How dare you tell me I’m paranoid
That I’m making false accusations
How dare you mess with my mind.
I am invisible
I watch as you spin your web of deceit
I’m not upset or angry
I have no animosity towards you
I feel a sense of calmness and strength
Now I can walk away from you
I am free.
Goodbye.
by Callie
Sunday, 5 October 2008
Give and Take
Put it on the Jeremy Kyle
Show to punish it.
Jeremy Kyle would grind
My wrangling down
To snowy white dust
So that I could
Brush it away.
Give me a dash of complacency
To lie within my arguments
To give my opinions doubt
and reason,
So that they could be satisfied
With another person’s
Point of view.
by Peaches & Cream
To Fear
Right, Fear, today is the 22nd of September 2008
and I have come up with a strong decision
about what to do with you. For all these years
I have accommodated you in my life,
but today it is all going to end.
I am taking you to a place where I will disgrace you
in front of everyone. I will tell them that you are
a destroyer, tormentor, you are everything
that is bad, everything that I can’t even name.
Those who are going to be there will know
who you are and they will never accommodate
you because I will tell them the signs
and how you love to control.
For your own information, Fear, in your place
I have replaced you with Confidence.
It feels good to have Confidence.
by Christine
Would you believe it
Sporty was in the news with his medal on his long neck. The man who was sitting in the front of the crowd called up the 20 best animals in the Animal Olympics. There was a tiger, lion, dinosaur, giraffe, hippo, leopard, crocodile, snake, viper, venomous creature, lizard, adder, whale, elephant, horse, ass, deer, donkey, monkey, chimpanzee and Sporty.
by Catwoman
Life and Birth
I'm a survivor - one of the lucky ones.
I've made it here and I've come out strong!
A second chance I have been given
All thoughts of doom have now been riven!
I take each moment, each hour, each day
And on my knees I daily pray.
Thank you for this gift of life
I will not waste it come what may!
No more misery, pain or sorrow
I'll take with both hands another tomorrow.
Retirement
So life begins at forty I think to myself!
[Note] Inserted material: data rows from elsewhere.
PR #1555, opened 2025-03-05
Add the ruby version to the current release

schneems:
This task runs after the new version is injected into the CHANGELOG. That means that if we add something under "unreleased" at this point, then it shows up in the wrong section. This commit fixes it.

### DIFF
--- a/.github/workflows/document_ruby_version.yml
+++ b/.github/workflows/document_ruby_version.yml
@@ -28,8 +28,7 @@ jobs:
 
         sed --in-place "/## \[v${NEW_VERSION}\] - ${DATE_TODAY}/a\\
         \\
-        - ${{ inputs.is_jruby && 'J' || ''}}Ruby ${{inputs.ruby_version}} is now available
-        " CHANGELOG.md
+        - ${{ inputs.is_jruby && 'J' || ''}}Ruby ${{inputs.ruby_version}} is now available" CHANGELOG.md
 
         sed --in-place --regexp-extended \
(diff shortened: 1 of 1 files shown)


schneems:
Generated PR https://github.com/heroku/heroku-buildpack-ruby/pull/1557/files

image

.github/workflows/document_ruby_version.yml
```diff
@@ -24,11 +24,12 @@ jobs:
...
         set -euo pipefail
+        DATE_TODAY="$(date --utc --iso-8601)"
 
-        sed --in-place '/## \[Unreleased\]/a\
-        \
+        sed --in-place "/## \[v${NEW_VERSION}\] - ${DATE_TODAY}/a\\
+        \\
         - ${{ inputs.is_jruby && 'J' || ''}}Ruby ${{inputs.ruby_version}} is now available
-        ' CHANGELOG.md
+        " CHANGELOG.md
```
edmorley, line 32: In the generated PR I see an extra trailing newline is added. I think this could be resolved by either moving this closing quote to the line before, or else adjusting the matching term to include a trailing `\n` (perhaps like `${DATE_TODAY}\n` ? though I haven't tested)

edmorley (approved):

.github/workflows/document_ruby_version.yml
schneems: I added a commit that moves the filename to the same line that we're adding and it has the same outcome:

image

I think that these lines might come from the prepare release task and it's not considering the use case of an empty prepare. This is what I get using the regular prepare task without adding a version

image

PR #1568, opened 2025-03-27
Ensure workflow uses same bundler version

schneems:


edmorley (approved):
CI seems to be failing from an unrelated test?
https://dashboard.heroku.com/pipelines/ac057663-170b-4bdd-99d0-87560eb3a570/tests/2297
https://github.com/heroku/heroku-buildpack-ruby/blob/c9d002af6add6b3be4d04518f41f5ce761fa2fcb/spec/helpers/outdated_ruby_version_spec.rb#L22

schneems:
> CI seems to be failing from an unrelated test?

That code is testing the version suggestion logic. Ruby 3.1.7 was released recently so it's now the latest. For the other cases I'm picking an already EOL version of Ruby, but heroku-24 and multi-stack suggestions have a minimum of 3.1. Thankfully, 3.1.7 just went EOL, so this test shouldn't fail like this in the future (unless there's some emergency 3.1.8 release for some reason, but that's not likely).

My life began at sixty and wasn't due to wealth
Work is now a forgotten word
And in my life is never heard!
I laugh, have fun and time to play
Perhaps I'll visit a friend today!
I can stay at home and do what I like
Or get my boots on and go for a hike!
I wake up each day feeling inspired!
Oh what joy since I retired!
by Von
Saturday, 20 September 2008
Invisible...
I have dreamed many times of being invisible. I suppose this can be interpreted as an anxiety situation. For instance, I often go out from my office at lunchtime and get lost trying to find my way back. I ask people for directions or get on and off busses and nobody seems to see me.
I eventually find my way back to the office and sit back down at my desk. After what seems like many hours, feeling guilty and used, it dawns on me that nobody has even noticed the fact that I am missing at all!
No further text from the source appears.